По возвращении из Атлантики именно Турваллу Нильсену приходится стать связующим звеном с семейством Кристоферсен. Вскоре у лейтенанта не остается сомнений в том, что дон Педро будет финансировать поход и на Южный, и на Северный полюс: «Надо сказать, это один из милейших и добрейших людей, которые мне только встречались в жизни; впрочем, мне кажется, не последнюю роль в развитии событий сыграл и рыцарский крест. Возможно, он не слишком потешил тщеславие самого дона Педро, но уж точно оказал такое воздействие на его супругу.
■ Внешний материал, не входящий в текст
PR #544, opened 2017-04-05
throw exception when download fails

wpride:
More direct error when CCZ download fails

@benrudolph


src/cli/java/org/commcare/util/engine/CommCareConfigEngine.java
```diff
@@ -140,16 +140,30 @@ protected String downloadToTemp(String resource) {
...
+                try {
+                    if (fos != null) {
+                        fos.close();
+                    }
+                    if (bis != null) {
+                        bis.close();
+                    }
+                    conn.disconnect();
+                } catch (IOException ex) {
+                    // Log error writing file and bail out.
```
benrudolph: did you want to implement this?

PR #549, opened 2017-04-17
Allow both repeat flavors

wpride:
cross-request: https://github.com/dimagi/formplayer/pull/359

### DIFF
--- a/src/main/java/org/javarosa/form/api/FormEntryModel.java
+++ b/src/main/java/org/javarosa/form/api/FormEntryModel.java
@@ -46,12 +46,6 @@ public class FormEntryModel {
      */
     public static final int REPEAT_STRUCTURE_NON_LINEAR = 2;
 
-    /**
-     * Form can have both types of repeat groups
-     */
-    public static final int REPEAT_STRUCTURE_MIXED = 4;
-
-
     public FormEntryModel(FormDef form) {
         this(form, REPEAT_STRUCTURE_LINEAR);
     }


src/main/java/org/javarosa/form/api/FormEntryModel.java
```diff
@@ -466,10 +465,8 @@ private void incrementHelper(Vector<Integer> indexes, Vector<Integer> multiplici
                 multiplicities.setElementAt(0, i);
                 elements.setElementAt(parent.getChild(curIndex + 1), i);
 
-                if (repeatStructure == REPEAT_STRUCTURE_NON_LINEAR) {
-                    if (elements.lastElement() instanceof GroupDef && ((GroupDef)elements.lastElement()).getRepeat()) {
-                        multiplicities.setElementAt(TreeReference.INDEX_REPEAT_JUNCTURE, multiplicities.size() - 1);
-                    }
+                if (elements.lastElement() instanceof GroupDef && ((GroupDef)elements.lastElement()).getRepeat()) {
```
wpride: Here is the fix

@ctsims @benrudolph

ctsims: @wspride Can you explain why this is a needed change at the formentry model level? CommCare Android does this currently, so i'm surprised to see that a change is needed in core, rather than at the platform/presentation layer.

amstone326:
@wpride Can this be closed?

ctsims:
@amstone326 @wpride can be closed from the UATBC side. We worked around by defining custom XML to emulate the non-linear repeat functionality.

PR #550, opened 2017-04-18
Fix back for autoselect

amstone326:
Fix and regression tests for http://manage.dimagi.com/default.asp?252170.


src/test/java/org/commcare/backend/session/test/BasicSessionNavigationTests.java
```diff
@@ -29,119 +29,119 @@ public void setUp() throws Exception {
     @Test
```
amstone326: Changes in this file are just because I realized that we had the order of arguments to `assertEquals()` backwards; it should be `(expected, actual)`

PR #558, opened 2017-04-27
Return instead of crash when rootLookup is null

wpride:
@ctsims L10K's app was crashing on one case list where this value was null. Returning null (instead of NPE crashing) seems to have resolved the issue. Root cause might be that this case's owner was deleted. Not sure if this will break other things so Don't Pull until confirmed this change is safe.

### DIFF
--- a/src/main/java/org/commcare/cases/query/queryset/DerivedCaseQueryLookup.java
+++ b/src/main/java/org/commcare/cases/query/queryset/DerivedCaseQueryLookup.java
@@ -60,7 +60,7 @@ public abstract class DerivedCaseQueryLookup implements QuerySetLookup {
     public List<Integer> performSetLookup(TreeReference lookupIdKey, QueryContext queryContext) {
         List<Integer> rootLookup = root.performSetLookup(lookupIdKey, queryContext);
         ModelQuerySet set = getOrLoadCachedQuerySet(queryContext);
-        if(set == null) {
+        if (set == null || rootLookup == null) {
             return null;
         }
 


ctsims:
Hey.

@wpride So I'm not comfortable returning in these situations unless it's *very* clear what the reason is, and if the reason is what you are saying (the parent case doesn't exist), I think we should be very explicit to *only* be returning back out because we've identified that exact case. 

With optimizations like this it's very, very dangerous for us to not-crash for these kinds of failures, because if we just return out we can either miss data (if we return back up the chain with 'No Answer') that results in inconsistent state, or we can just miss the optimization silently.

Either output creates significantly more work for us later when either the code is running slowly but we assume it's optimized, or when we can't understand why we aren't seeing data, since the optimization is turned on. 

As an example, this was also the area of the code where this optimization was failing earlier on webapps and it caught a serious bug in the optimization. If we had just returned out Null in that case, we would have completely failed to understand why the code wasn't performing (or was missing cases).

As such, if we have PR's like this I would very much prefer that we:
A) Include tests that guarantee that the code performs the same way with the optimization enabled and disabled (which catches the issues where the optimization misses data)
B) Very deliberately tag in-code and preferably in a log somewhere that something we expect should work didn't. That way if we are looking over this optimization trace later we could see a message like "Unexpected Failure to Apply Model Set Transform" which tips us off as to why the code is executing the way it is.

wpride:
@ctsims Cool, sounds good to me. Wasn't sure the possible repercussions of returning null here.  I think I (and I assume @amstone326 ) could use an in-person overview of how the Query Planner optimizations work when we get back with a particular eye towards debugging these sorts of issues. When we get an NPE here I'm not sure how to figure out what's going on/where we are in the query from the context, or when returning null is acceptable (IE when `set` is null) vs. not.

wpride:
@ctsims Cool, sounds good to me. I think I (and I assume @amstone326 ) could use an in-person overview of how the Query Planner optimizations work when I get back with a particular eye towards debugging these sorts of issues. When we get an NPE here I'm not sure how to figure out what's going on/where we are in the query from the context. Also not clear why its acceptable to return null if `set` is null here, but not

ctsims:
@wpride The other thing we could do if we know that's specifically a bad state to get into taht will result in a null pointer is catch null here and rethrow as a deliberate runtime exception with context. That definitely would be a positive change to the code if there's no context where that code path *wouldn't* work anyway.

PR #561, opened 2017-05-09
Don't derive print template path until using it

amstone326:


src/main/java/org/commcare/suite/model/Detail.java
```diff
@@ -465,8 +465,8 @@ private boolean templatePathValid(String templatePathProvided) {
             return true;
         } else if (templatePathProvided != null) {
             try {
-                this.derivedPrintTemplatePath =
-                        ReferenceManager.instance().DeriveReference(templatePathProvided).getLocalURI();
+                ReferenceManager.instance().DeriveReference(templatePathProvided).getLocalURI();
```
orangejenny: Does this still need to be here? Is it to surface errors, if there are any at this point?

amstone326: Yes, definitely still want this here because it controls whether this detail is viewed as able to be printed. If this derivation fails, we won't give the user the option to print in the UI

PR #564, opened 2017-05-23
Fix persistent case tile in form linking

amstone326:
Fix for https://manage.dimagi.com/default.asp?254740. Similar to the solutions of some other tickets we've had over the last year or so, we just needed to be checking for the UNKNOWN_TYPE as well as the explicit desired type, and if it is unknown, compare against the result of guessUnknownType().


ctsims:
@amstone326 Woah, that was a quick turnaround! You the bomb.

PR #576, opened 2017-06-01
2.36 hotfix - Quarantine on read failure

amstone326:
Addresses http://manage.dimagi.com/default.asp?255101.

We think this should fix https://manage.dimagi.com/default.asp?254634, but I have thus far been unable to replicate the error they are getting, so not positive. Clayton is going to take a stab at it, but either way this is clearly an improved state, so I think we should go forward with it even if we can't verify it ourselves.

### DIFF
--- a/src/main/java/org/javarosa/core/io/StreamsUtil.java
+++ b/src/main/java/org/javarosa/core/io/StreamsUtil.java
@@ -93,8 +93,8 @@ public class StreamsUtil {
      * Writes input stream to output stream in a buffered fasion, but doesn't
      * close either stream.
      */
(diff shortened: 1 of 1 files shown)


src/main/java/org/javarosa/core/io/StreamsUtil.java
```diff
@@ -95,11 +95,24 @@ public OutputIOException(IOException internal) {
      */
     public static void writeFromInputToOutputUnmanaged(InputStream is,
                                                        OutputStream os) throws IOException {
```
ctsims: Can you split this into "throws InputIOExcepton, OutputIOException"? It's helpful for us to signal that

PR #959, opened 2020-12-09
Allow Default Expressions for Query Screen Prompts

ctsims:
Allows users to define a default expression for [Remote Request Query prompts](https://github.com/dimagi/commcare-core/wiki/Suite20#remote-request) which will be preloaded in before the user begins providing values.

### DIFF
--- a/src/main/java/org/commcare/session/RemoteQuerySessionManager.java
+++ b/src/main/java/org/commcare/session/RemoteQuerySessionManager.java
@@ -53,7 +53,11 @@ public class RemoteQuerySessionManager {
         for (Enumeration en = queryPrompts.keys(); en.hasMoreElements(); ) {
             String promptId = (String)en.nextElement();
             QueryPrompt prompt = queryPrompts.get(promptId);
-            userAnswers.put(prompt.getKey(), "");
+            String defaultValue = "";
+            if(prompt.getDefaultValueExpr() != null) {
+                defaultValue = FunctionUtils.toString(prompt.getDefaultValueExpr().eval(evaluationContext));
+            }
+            userAnswers.put(prompt.getKey(), defaultValue);
         }
     }
 
--- a/src/main/java/org/commcare/session/RemoteQuerySessionManager.java
+++ b/src/main/java/org/commcare/session/RemoteQuerySessionManager.java
@@ -15,6 +15,7 @@ import org.javarosa.xml.ElementParser;
 import org.javarosa.xml.TreeElementParser;
 import org.javarosa.xml.util.InvalidStructureException;
 import org.javarosa.xml.util.UnfullfilledRequirementsException;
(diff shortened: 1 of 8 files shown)


src/main/java/org/commcare/session/RemoteQuerySessionManager.java
```diff
@@ -53,7 +53,11 @@ private void initUserAnswers() {
         for (Enumeration en = queryPrompts.keys(); en.hasMoreElements(); ) {
             String promptId = (String)en.nextElement();
             QueryPrompt prompt = queryPrompts.get(promptId);
-            userAnswers.put(prompt.getKey(), "");
+            String defaultValue = "";
+            if(prompt.getDefaultValueExpr() != null) {
+                defaultValue = FunctionUtils.toString(prompt.getDefaultValueExpr().eval(evaluationContext));
```
shubham1g5, line 58: Since this might result in XPathExceptions, we should make sure top level calls to this path are catching the exception and showing the error to the user.

src/test/java/org/commcare/backend/suite/model/test/CaseClaimModelTests.java
```diff
@@ -0,0 +1,33 @@
...
+import org.junit.Assert;
+import org.junit.Before;
+import org.junit.Test;
+
+/**
+ * Tests for basic app models for case claim
+ *
+ * @author ctsims
+ */
+public class CaseClaimModelTests {
```
shubham1g5, line 20: If the idea here is just to test the parsing, it seems to be happening already as part of [AppStructureTests](https://github.com/dimagi/commcare-core/blob/master/src/test/java/org/commcare/backend/suite/model/test/AppStructureTests.java) today.

shubham1g5 (changes requested):

src/main/java/org/commcare/session/RemoteQuerySessionManager.java
ctsims: Good catch! I added the throws to the method signature for clarity, and added a catch for this in the Android PR.

src/test/java/org/commcare/backend/suite/model/test/CaseClaimModelTests.java
ctsims: It is to test parsing for now.

I created a new config because those tests were catching the issues passively. So if, say, someone removed the remote query definition (Say, because they weren't sure what in that suite was part of the actual tests), it wouldn't actually trigger a failure. 

It can be a bit tough with the really dense app files to know when and how changes can be made, so I figured if we were going to extend this functionality at all it probably would be easier to have a smaller, more focused test case.

shubham1g5 (approved):
Thanks, looks great.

Я слышал, что аргентинцы падки до почестей вроде орденов и проч., а его жена, как известно, президентская дочка и вообще принадлежит к одному из самых знатных семейств страны. Во всяком случае, когда я впервые посетил д. Педро (2 сент.), и его супруга, и дочь были совершенно очаровательны. Впрочем, не исключаю, что я навоображал себе все это, а потому пусть последнее останется между нами». Да уж, простой лейтенант мог навоображать себе Бог знает чего в отношении и матери, и дочери.

***

Как выяснилось, средства можно изыскать не только в аргентинских краях: у полярного путешественника находится высокий покровитель и в северных широтах. 28 июня Леон сообщает, что — пока неофициально — хочет давать деньги король Хокон: он предложил выплачивать по пять тысяч крон за каждый год задержки, вызванной дополнительным походом на юг. «Этот дар крайне приятен не только крупностью суммы, но и тем, что король таким образом выразил одобрение перемене планов да еще подал хороший пример, которому непременно последуют».

Через неделю Леону Амундсену назначают аудиенцию во дворце: «Король был весьма любезен и продержал меня целых три четверти часа». Хотя участники встречи не причисляют себя к полярникам, оба живо следят за развитием событий в Антарктике. Во время аудиенции Его величество высказывает мнение, что американец Пири, хоть он и адмирал, никак не мог побывать в самой северной точке земного шара. Посему король Хокон тоже считает, что Руалу Амундсену следует вернуться на родину «только после похода к Северному полюсу».

Как организатору потенциальных телеграмм в связи с покорением Южного полюса Леону весьма пригодится этот разговор с монархом. В силу обстоятельств их необычайное предприятие разыгрывается на довольно высоком уровне: «Само собой разумеется, англичане завидуют нам, а французы держат их сторону (из политических соображений), немцы же всецело поглощены Фильхнером. [В 1911 году Вильгельм Фильхнер отправился на корабле "Дойчланд" к берегам Антарктиды. — Т. Б.-Л.] Я надеялся заинтересовать американцев, и, возможно, мне это удастся».

Примерно 1 сентября 1911 года Леон заканчивает письмо к брату, которое «Фрам» должен доставить тому из Буэнос-Айреса: «Здесь уже наступает осень, но для тебя это означает начало весны, так что нынешняя смена сезона грустна менее обычного. Я знаю, что теперь ты предпримешь основной бросок на юг, и буду мысленно следовать за тобой каждый день твоего долгого и опасного пути».